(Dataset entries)
- Opening Delimiter -

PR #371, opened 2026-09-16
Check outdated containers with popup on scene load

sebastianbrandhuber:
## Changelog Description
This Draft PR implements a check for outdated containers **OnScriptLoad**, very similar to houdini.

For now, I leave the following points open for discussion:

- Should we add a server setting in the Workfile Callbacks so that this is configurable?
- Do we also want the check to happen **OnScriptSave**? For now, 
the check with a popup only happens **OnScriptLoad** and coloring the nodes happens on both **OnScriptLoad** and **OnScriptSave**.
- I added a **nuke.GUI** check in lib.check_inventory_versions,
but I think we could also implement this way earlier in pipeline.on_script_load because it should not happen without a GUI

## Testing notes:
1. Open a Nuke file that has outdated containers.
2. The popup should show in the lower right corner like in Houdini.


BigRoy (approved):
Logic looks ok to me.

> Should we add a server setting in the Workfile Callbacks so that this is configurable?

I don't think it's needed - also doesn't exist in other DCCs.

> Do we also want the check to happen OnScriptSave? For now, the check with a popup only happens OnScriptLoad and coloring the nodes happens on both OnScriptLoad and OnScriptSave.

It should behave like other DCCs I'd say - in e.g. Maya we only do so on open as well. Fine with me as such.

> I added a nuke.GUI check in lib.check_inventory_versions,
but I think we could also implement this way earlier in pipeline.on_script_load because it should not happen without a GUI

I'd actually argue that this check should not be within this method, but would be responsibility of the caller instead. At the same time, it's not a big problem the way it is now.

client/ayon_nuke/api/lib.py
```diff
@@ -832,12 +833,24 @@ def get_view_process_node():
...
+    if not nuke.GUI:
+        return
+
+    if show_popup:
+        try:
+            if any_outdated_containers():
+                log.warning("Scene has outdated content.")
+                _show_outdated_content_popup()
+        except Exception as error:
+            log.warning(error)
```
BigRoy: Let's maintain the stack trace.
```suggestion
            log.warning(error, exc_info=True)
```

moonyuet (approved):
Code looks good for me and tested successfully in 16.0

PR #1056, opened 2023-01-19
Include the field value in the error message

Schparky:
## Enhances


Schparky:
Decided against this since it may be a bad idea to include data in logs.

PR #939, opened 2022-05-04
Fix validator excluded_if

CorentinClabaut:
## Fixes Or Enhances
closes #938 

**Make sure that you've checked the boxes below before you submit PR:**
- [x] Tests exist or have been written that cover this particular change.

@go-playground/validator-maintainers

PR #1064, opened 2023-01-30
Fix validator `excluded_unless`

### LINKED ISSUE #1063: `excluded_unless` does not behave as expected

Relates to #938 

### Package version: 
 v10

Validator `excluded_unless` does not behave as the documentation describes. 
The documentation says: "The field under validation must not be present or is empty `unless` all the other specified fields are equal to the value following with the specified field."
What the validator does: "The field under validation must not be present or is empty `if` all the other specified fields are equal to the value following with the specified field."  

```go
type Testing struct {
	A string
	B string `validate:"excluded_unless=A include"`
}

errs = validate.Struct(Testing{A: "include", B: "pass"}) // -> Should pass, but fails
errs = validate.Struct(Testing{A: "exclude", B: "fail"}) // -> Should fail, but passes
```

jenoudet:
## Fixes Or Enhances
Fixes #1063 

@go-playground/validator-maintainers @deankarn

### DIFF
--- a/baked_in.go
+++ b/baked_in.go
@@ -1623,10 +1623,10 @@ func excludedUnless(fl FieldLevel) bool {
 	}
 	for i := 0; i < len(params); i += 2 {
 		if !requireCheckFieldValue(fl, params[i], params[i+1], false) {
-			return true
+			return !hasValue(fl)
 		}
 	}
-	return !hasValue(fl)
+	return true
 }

- Closing Delimiter -

> What is required: Print the records again, exactly as they stand above.

> Response:
PR #371, opened 2026-09-16
Check outdated containers with popup on scene load

sebastianbrandhuber:
## Changelog Description
This Draft PR implements a check for outdated containers **OnScriptLoad**, very similar to houdini.

For now, I leave the following points open for discussion:

- Should we add a server setting in the Workfile Callbacks so that this is configurable?
- Do we also want the check to happen **OnScriptSave**? For now, 
the check with a popup only happens **OnScriptLoad** and coloring the nodes happens on both **OnScriptLoad** and **OnScriptSave**.
- I added a **nuke.GUI** check in lib.check_inventory_versions,
but I think we could also implement this way earlier in pipeline.on_script_load because it should not happen without a GUI

## Testing notes:
1. Open a Nuke file that has outdated containers.
2. The popup should show in the lower right corner like in Houdini.


BigRoy (approved):
Logic looks ok to me.

> Should we add a server setting in the Workfile Callbacks so that this is configurable?

I don't think it's needed - also doesn't exist in other DCCs.

> Do we also want the check to happen OnScriptSave? For now, the check with a popup only happens OnScriptLoad and coloring the nodes happens on both OnScriptLoad and OnScriptSave.

It should behave like other DCCs I'd say - in e.g. Maya we only do so on open as well. Fine with me as such.

> I added a nuke.GUI check in lib.check_inventory_versions,
but I think we could also implement this way earlier in pipeline.on_script_load because it should not happen without a GUI

I'd actually argue that this check should not be within this method, but would be responsibility of the caller instead. At the same time, it's not a big problem the way it is now.

client/ayon_nuke/api/lib.py
```diff
@@ -832,12 +833,24 @@ def get_view_process_node():
...
+    if not nuke.GUI:
+        return
+
+    if show_popup:
+        try:
+            if any_outdated_containers():
+                log.warning("Scene has outdated content.")
+                _show_outdated_content_popup()
+        except Exception as error:
+            log.warning(error)
```
BigRoy: Let's maintain the stack trace.
```suggestion
            log.warning(error, exc_info=True)
```

moonyuet (approved):
Code looks good for me and tested successfully in 16.0

PR #1056, opened 2023-01-19
Include the field value in the error message

Schparky:
## Enhances


Schparky:
Decided against this since it may be a bad idea to include data in logs.

PR #939, opened 2022-05-04
Fix validator excluded_if

CorentinClabaut:
## Fixes Or Enhances
closes #938 

**Make sure that you've checked the boxes below before you submit PR:**
- [x] Tests exist or have been written that cover this particular change.

@go-playground/validator-maintainers

PR #1064, opened 2023-01-30
Fix validator `excluded_unless`

### LINKED ISSUE #1063: `excluded_unless` does not behave as expected

Relates to #938 

### Package version: 
 v10

Validator `excluded_unless` does not behave as the documentation describes. 
The documentation says: "The field under validation must not be present or is empty `unless` all the other specified fields are equal to the value following with the specified field."
What the validator does: "The field under validation must not be present or is empty `if` all the other specified fields are equal to the value following with the specified field."  

```go
type Testing struct {
	A string
	B string `validate:"excluded_unless=A include"`
}

errs = validate.Struct(Testing{A: "include", B: "pass"}) // -> Should pass, but fails
errs = validate.Struct(Testing{A: "exclude", B: "fail"}) // -> Should fail, but passes
```

jenoudet:
## Fixes Or Enhances
Fixes #1063 

@go-playground/validator-maintainers @deankarn

### DIFF
--- a/baked_in.go
+++ b/baked_in.go
@@ -1623,10 +1623,10 @@ func excludedUnless(fl FieldLevel) bool {
 	}
 	for i := 0; i < len(params); i += 2 {
 		if !requireCheckFieldValue(fl, params[i], params[i+1], false) {
-			return true
+			return !hasValue(fl)
 		}
 	}
-	return !hasValue(fl)
+	return true
 }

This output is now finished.